La fermeture de ces établissements a commencé pendant la montée de l’islamisme au début des années 1990. Des bars furent incendiés dans une campagne de moralisation de la vie publique enclenchée par le Front islamique du salut (FIS), parti qui promettait d’instaurer la charia s’il accédait au pouvoir. Il y eut, ensuite, une deuxième vague, en 2005, lorsqu’un ministre islamiste du Commerce, El Hachemi Djaâboub, a décidé de corser l’octroi et le renouvellement des autorisatiuons.

Ainsi, pour une simple infraction (telle que le non-respect des horaires) ou sur une plainte de voisins protestant contre des tapages nocturnes, des décisions de fermeture, temporaire ou définitive, sont promptement délivrées, sans laisser la moindre possibilité de recours. Cela s’applique aussi aux échoppes de vins et liqueurs, et aux restaurants et hôtels servant de l’alcool.

«Les Algériens pris en flagrant délit de consommation d’alcool […] seront poursuivis devant les tribunaux.»

Décret n°62-147 du 28 décembre 1962

Officiellement, la vente et la consommation d’alcool en Algérie sont soumises à des autorisations délivrées par des commissions départementales présidées par le wali (préfet), et sont régies par des instructions strictes. En dehors des licences de bars accordées aux moudjahidines, des autorisations peuvent être délivrées à des gérants d’hôtels, de restaurants ou de débits de boissons, sous certaines conditions (nécessités touristiques, par exemple).

À l’origine, la consommation d’alcool est interdite aux Algériens «de confession musulmane», en vertu du décret n°62-147 du 28 décembre 1962. «Les Algériens pris en flagrant délit de consommation d’alcool […] seront poursuivis devant les tribunaux.» N’empêche que tout un commerce illégal s’est développé au vu et au su des autorités. Il n’y a qu’à voir le nombre de buvettes clandestines qui pullulent aux abords des villes et villages, et dont certaines continuent d’ouvrir même pendant le ramadan (période durant laquelle tous les bars baissent rideau), pour mesurer à quel point la politique répressive a eu un effet contraire à son objectif. Cette attitude des autorités contraste avec le chiffre d’affaires du vin produit par l’État, qui avoisine les 150 millions de dollars.

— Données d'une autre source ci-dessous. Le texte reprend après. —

PR #7333, opened 2026-02-20
add winos.file_signature function to retrieve file signature information

luadebug:
Attempt to continue working on https://github.com/xmake-io/xmake/pull/7326 as I accidentally broke branch :(

TODO that still does not work.

Moved here from https://github.com/tboox/tbox/pull/308

Resolves: https://github.com/xmake-io/xmake/issues/5629

Idea is that we can check for signature owner name GIGA-BYTE ... and if that is it and executable name is GCC.exe we should skip/filter out that .exe from find_tool("gcc")/find_gcc function at that case.

Currently I see:
image
Certainly mine wrapper over find_gcc/find_tool might be not correct... :/

image

image

Yet they should return void or either another GCC.exe. Maybe this would work or maybe not.

### DIFF
--- a/core/src/xmake/winos/file_signature.c
+++ b/core/src/xmake/winos/file_signature.c
@@ -37,6 +37,7 @@
 /* //////////////////////////////////////////////////////////////////////////////////////
  * types
  */
+
 // the file signature info type
 typedef struct __tb_file_signature_info_t {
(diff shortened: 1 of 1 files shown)


luadebug:
@waruqi LGTM
image

PR #7338, opened 2026-02-23
feat: add C# support for xmake

JassJam:
# Note
* This is just an initial implementation, stitched together from my old private projects, and use of my modified version of xmake, any feedback and requests are open, please feel free to test it out!
* This was only tested on windows platform for now.

# Inspiration
- #4510
- #6057 
- Some personal private projects (including [Ame](https://github.com/JassJam/Ame), my incomplete game engine).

Le gouvernement algérien a essayé de se rattraper en osant inviter, dès 2013, les gérants des bars et autres débits de boissons fermés à Alger –pour diverses raisons– à rouvrir, dans le cadre d’un plan de rénovation de la capitale. Mais le pouvoir s’est vite déjugé, lorsque le Premier ministre de l’époque, Abdelmalek Sellal (aujourd’hui en prison après avoir été condamné dans des affaires d’abus de pouvoir) a désavoué son ministre du Commerce, le laïc Amara Benyounès, qui avait diffusé une circulaire libéralisant le commerce en gros des boissons alcoolisées. Ce dernier sera ensuite jeté à la vindicte populaire et lynché par des imams salafistes.

En définitive, la fermeture des bars n’a pas enrayé les «fléaux sociaux» que sont la délinquance et la prostitution, principal credo des antialcool. Au contraire, elle en a créé un beaucoup plus dangereux: la hausse du trafic des drogues, y compris les dures. En 2020, l’Office national de lutte contre la drogue et la toxicomanie a recensé 21.638 toxicomanes, dont 4,30% âgés de moins de 15 ans, 46,20% de 16 à 25 ans, et 34,86% de 25 à 35 ans. Plus récent, le trafic des psychotropes fait des ravages et pose un réel défi aux autorités, malgré les importantes saisies annoncées dans la presse. La réouverture des bars aiderait-elle à atténuer ce fléau?